* [RECORDS FOR THE TASK]
PR #14831, opened 2022-12-02
ARROW-18423: [Python] Expose reading a schema from an IPC message

ankoh:
Jira Issue: https://issues.apache.org/jira/browse/ARROW-18423

### DIFF
--- a/python/pyarrow/tests/test_ipc.py
+++ b/python/pyarrow/tests/test_ipc.py
@@ -795,6 +795,12 @@ def test_message_read_from_compressed(example_messages):
         assert result.equals(message)
 
 
+def test_message_read_schema(example_messages):
+    batches, messages = example_messages
+    schema = pa.ipc.read_schema(messages[0])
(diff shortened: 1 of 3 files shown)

* [TRY IT] The task calls for every line of the material that contains the string "tests".

* [EXERCISE ANSWER]
--- a/python/pyarrow/tests/test_ipc.py
+++ b/python/pyarrow/tests/test_ipc.py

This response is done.